**Try it:**
Once the line with "(diff shortened: 2 of 2 files shown)" is found in the entries below, print it and each following line exactly, stopping after the line with "I think this"; print nothing else.

Start of Task data

PR #79, opened 2020-10-03
removed prefixing slash from containers name returned by "inspect" cmd

hellt:
Docker inspect cmd uses FQDN for container names which start with "/"
unfortunately, this is inconsistent with the rest of the CLI commands, which take a non-slashed names as their arguments.

In this PR I removed the "/" from the container name for the `containerlab inspect` command:
```
❯ ../container-lab/container-lab inspect -t 1_srl.yml                                                                                                                                                                                                                      ─╯
INFO[0000] Getting topology information ...             
+------------------------+--------------------+------+-------+---------+----------------+----------------------+
|          Name          |       Image        | Kind | Group |  State  |  IPv4 Address  |     IPv6 Address     |
+------------------------+--------------------+------+-------+---------+----------------+----------------------+
| containerlab-1srl-srl1 | srlinux:20.6.1-286 | srl  |       | running | 172.19.20.2/24 | 2001:172:19:20::2/80 |
+------------------------+--------------------+------+-------+---------+----------------+----------------------+
```

Additionally, I removed the default topo file, which I think is a bit misleading

### DIFF
--- a/cmd/inspect.go
+++ b/cmd/inspect.go
@@ -5,6 +5,7 @@ import (
 	"encoding/json"
 	"fmt"
 	"os"
+	"strings"
 
 	"github.com/olekukonko/tablewriter"
 	log "github.com/sirupsen/logrus"
@@ -33,7 +34,7 @@ var inspectCmd = &cobra.Command{
 
 	Run: func(cmd *cobra.Command, args []string) {
 		if prefix == "" && topo == "" {
-			fmt.Println("provide either lab prefix (--prefix) or topology file path (--topo)")
+			fmt.Println("provide either a lab prefix (--prefix) or a topology file path (--topo)")
 			return
 		}
 		c := clab.NewContainerLab(debug)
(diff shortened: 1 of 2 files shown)


karimra:
Removing the prefix is fine, but it has some meaning. it means the container is under the local docker daemon.
BTW which other commands you are referring to that take container names ?

hellt:
@karimra actually I was wrong that leading slash prevents some docker cli from working. I read on an issue in docker repo which referenced this https://github.com/moby/moby/issues/6705#issuecomment-134183456
but I didn't notice this issue was quite old, and recent docker cli can take leading slashes with no problems.

At the same time, I think its still safe to remove the leading slash, as with the remote docker engine the path will still be recognizable if we remove the leading slash?

karimra:
Yes it's safe to remove, it looks better without "/". and we dont support remote deployment/inspect/destroy/...

PR #639, opened 2021-10-04
SR Linux ready time out to follow global runtime timeout

hellt:
To make a configurable timeout for sr linux Ready function the timeout is changed from fixed 30s interval to the value of the runtime timeout.

By default runtime timeout as well is set to 30s, but can be changed with a global `--timeout` flag

### DIFF
--- a/nodes/node.go
+++ b/nodes/node.go
@@ -30,7 +30,7 @@ const (
 	NodeKindHOST       = "host"
 	NodeKindLinux      = "linux"
 	NodeKindMySocketIO = "mysocketio"
-	NodeKindOVS        = "bridge-ovs"
+	NodeKindOVS        = "ovs-bridge"
 	NodeKindSonic      = "sonic-vs"
 	NodeKindSRL        = "srl"
 	NodeKindVrCSR      = "vr-csr"
--- a/nodes/srl/srl.go
+++ b/nodes/srl/srl.go
@@ -31,8 +31,7 @@ import (
 const (
 	srlDefaultType = "ixrd2"
 
-	readyTimeout = time.Second * 30 // max wait time for node to boot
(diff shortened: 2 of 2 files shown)


hellt:
wdyt about this change @karimra ?

karimra:
I think this might help, but the issue comes from the initial context created here: https://github.com/srl-labs/containerlab/blob/master/cmd/deploy.go#L67
That context should be created with `context.WithTimeout(context.Background(), timeout)` so that the timeout is propagated to the children contexts created afterwards.
The current change sets a 30s timeout for the ready method alone, not from the start of the deploy cmd.
The 30s default value might need to be increased since we are starting to wait for SRL to come up to push additional configuration.

hellt:
yes, but do we want to have an enforced global timeout in the first place?
This can get tricky as the bigger the lab, the longer overall it takes to deploy it.

By having timeouts for certain operations (container runtime requests, srl ready function) we guard ourselves from hanging or long-executing tasks, but we don't say that the whole deployment should finish in X seconds.

karimra:
That's what the original timeout is supposed to be.
It can be a little confusing for a user trying to troubleshoot and not seeing the lab fail after the expected timeout.
If the timer is to be changed to an individual op timeout, it has to be clarified in the docs together with the number of expected op for each command.

Another option is to leave is as it is and use a specific timeout for SRL ready func, which I think makes more sense since the runtime timeout and SRL boot time are not correlated.

karimra:
it could be a const for now, then wait to see if there are use cases where it needs to be configurable. 30s seems to work fine

hellt:
yes, lemme revert the change to a const with a longer timeout

30s was not enough apparently as some labs were _slow_ to boot srl in that timeframe.
will use 90s just in case

Issue #651, opened 2021-10-13
demand config engine templates only if vars were defined for this node 


hellt:
as reported by a user:

---

Something else I just noticed is that when having different node types the config engine requires me to have a tmpl file for all the kinds in my lab.. I have a lab with a vr-sros and a linux container. The Linux container is ready as it is but for my vr-sros I'd like to leverage the config engine to add some config. 
When trying to render the template it throws an error when I don't have a template for `*__linux.tmpl`. See below:
``` 
[root@comlab-8 sros_tacplus]# clab config -t sros_tacplus.clab.yml template -p . -l tacacs
INFO[0000] Parsing & checking topology file: sros_tacplus.clab.yml
Error: could not load templates from *__linux.tmpl: template: pattern matches no files: `*__linux.tmpl`
```
  
I personally think this is ok. What I believe could be improved is that this error is thrown as well although I specifically define my sros box as a filter for template rendering:
```
[root@comlab-8 sros_tacplus]# clab config -t sros_tacplus.clab.yml template -p . -l tacacs -f sros1
INFO[0000] Parsing & checking topology file: sros_tacplus.clab.yml
Error: could not load templates from *__linux.tmpl: template: pattern matches no files: `*__linux.tmpl`
```

This is the same for sending the config. I helped myself by creating an empty tacacs__linux.tmpl file and using the node filter for config deployment. (as without the node filter it complains about the empty template file as well)

PR #675, opened 2021-11-02
Make "clab configure" to skip nodes without templates or credentials

LimeHat:
Lazy fix for #651. It is still going to connect to all nodes (if we have credentials) but won't send anything without a template.

### DIFF
--- a/clab/config/template.go
+++ b/clab/config/template.go
@@ -71,19 +71,18 @@ func RenderAll(allnodes map[string]*NodeConfig) error {
 		for _, baseN := range TemplateNames {
 			tmplN := fmt.Sprintf("%s__%s.tmpl", baseN, nc.Vars[vkRole])
 			log.Debugf("Looking up template %v", tmplN)
-			l := tmpl.Lookup(tmplN)
-			if l == nil {
+			if l := tmpl.Lookup(tmplN); l == nil {
 				err := LoadTemplates(tmpl, fmt.Sprintf("%s", nc.Vars[vkRole]))
 				if err != nil {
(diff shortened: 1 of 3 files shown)


clab/config/template.go
```diff
@@ -68,22 +68,25 @@ func RenderAll(allnodes map[string]*NodeConfig) error {
...
+			if l := tmpl.Lookup(tmplN); l == nil {
 				err := LoadTemplates(tmpl, fmt.Sprintf("%s", nc.Vars[vkRole]))
 				if err != nil {
-					return err
+					log.Warnf("Unable to load template %s; skipping", tmplN)
+					continue
 				}
-				if tmpl.Lookup(tmplN) == nil {
-					return fmt.Errorf("template not found %s", tmplN)
+				l = tmpl.Lookup(tmplN)
```
hellt, line 80: is this assignment needed, considering that `l` was assigned on L74?

If it is needed, then assignment on L74 is not?

LimeHat: This one is needed, the logic as follows: 1) check if we have a template in memory for a given node type X (L74); 2) if not - try to load it; (L75) 3) check again (the result) (L80-82). So if 2) gives us non-nil result, we'll be proceeding further, otherwise skipping an iteration based on check 3). We can eliminate the first assignment indeed, and I've considered it, but it will bring some extra work for nodes with templates (available templates will be loaded from a disk for each node vs once per kind). I don't have a strong preference here so kept the current logic with more code / fewer computations. Let me know if you want to change this.

hellt: okay, lets take it one step at a time

PR #679, opened 2021-11-07
add the option to set nodes memory, CPUs and CPU sets

karimra:


hellt:
is it safe to move it from draft to ready?

hellt:
thanks!

PR #702, opened 2021-11-27
delta-config: Custom CLI config per node, as delta on top of release default

jbemmel:
* Also includes reflect-based generic Node property retrieval method (TODO: refactor others)
* Also auto-enables connected interfaces


hellt:
thanks for the ideas, @jbemmel 

CLI config is enabled in #708 
auto-up of interfaces is added in #709 

the reflection part, as discussed, is not something I am comfortable to take in just yet

PR #706, opened 2021-11-29
Updated endpoint list schema to match the node name schema

### LINKED ISSUE #705: Fix clab.schema.json to allow for periods in device names
Currently, if a device name includes a period in the name, when adding links to a clab.yml file, the schema does not recognize the period and will render an error even though the period should be allowed.

Issue is with the Regex here: https://github.com/srl-labs/containerlab/blob/main/schemas/clab.schema.json#L241

Steps to reproduce:
1. Open VSCode
2. Create lab.clab.yml file
3. Under links, add `- endpoints: ["MY.DEVICE:eth1", "MY-DEVICE2:eth1"]`

nlgotz:
Fixes #705 

This uses the same naming pattern as the nodes (line 301)

### DIFF
--- a/schemas/clab.schema.json
+++ b/schemas/clab.schema.json
@@ -238,7 +238,7 @@
                     "minItems": 2,
                     "items": {
                         "type": "string",
-                        "pattern": "^[\\w\\s-/]+:[\\w\\s-/]+$"
+                        "pattern": "^.*:[\\w\\s-/]+$"
                     },
                     "uniqueItems": true
                 }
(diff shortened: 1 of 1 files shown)


schemas/clab.schema.json
```diff
@@ -238,7 +238,7 @@
                     "minItems": 2,
                     "items": {
                         "type": "string",
-                        "pattern": "^[\\w\\s-/]+:[\\w\\s-/]+$"
```
hellt, line 241: let's maybe use the following 

```
^\\S+:\\S+$
```
which allows any non whitespace char for node and link portions

your current example will not highlight a missing node name, which is not great

nlgotz: Yeah, that looks better than what I tried. I didn't think to check not having a node name

hellt:
thanks @nlgotz !
Changes should be live already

End of Task data

**Response area:**
(diff shortened: 2 of 2 files shown)


hellt:
wdyt about this change @karimra ?

karimra:
I think this might help, but the issue comes from the initial context created here: https://github.com/srl-labs/containerlab/blob/master/cmd/deploy.go#L67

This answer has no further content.